What is the difference between OVF and a virtual appliance?

OVF is a virtual machine packaging method. The virtual appliance is the product itself. It is typically a blackbox type of build which would be not much different than a 1U server that you would have put into your physical network rack.

Using VMware Studio (http://www.vmware.com/products/studio/overview.html) you can build your appliance using a supported operating system (Supported OS list here) and package your application build.

You can also deploy a vApp with an OVF so you are not limited to a single machine deployment. Using the first-boot configuration script you  have plenty of options for post deployment configuration. There are also a lot of great resources for building your OVF so getting help is just a few clicks away.

Should OVF replace my VM Templates?

Unless you have a lot of pre-defined applications and packaged builds, you probably won’t see the benefit of using OVF machines for your corporate environment. What you should concentrate on is the automation of your builds with other great tools like vCenter Orchestrator.

There may be some cases in your corporate environment where OVF is appropriate so perhaps you could give it a try and the worst case scenario is that you will become more familiar with build automation and deployment scripting, and nobody will lose in that scenario 🙂

What about upgrades?

The upgrade process can be scary with any environment. Many virtual appliance vendors will provide a simple configuration backup process (export to file, FTP etc…) and you can simply deploy an upgrade in place. It is even possible to use Update Manager to upgrade your virtual appliances.

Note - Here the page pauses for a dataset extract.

PR #554, opened 2023-03-25
feat: add merge group handler in support of github merge queues

### LINKED ISSUE #548: [Feature Request] Merge queue compatibility
Hi there!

The long and the short of it is that virtual appliances are fast becoming a part of many production environments and it may be a great way for you to speed deployment and ease the installation process for products. Anything to reduce the workload is definitely a positive step in my opinion.

The VMware Appliance Marketplace

Now that you are ready to take a look, there is no better place to begin than the VMware Virtual Appliance Marketplace. Through the marketplace site you can search for various application solutions from the VMware Certified vendors and from other supported parters who provide appliance based solutions.

So have a look around, and happy deploying!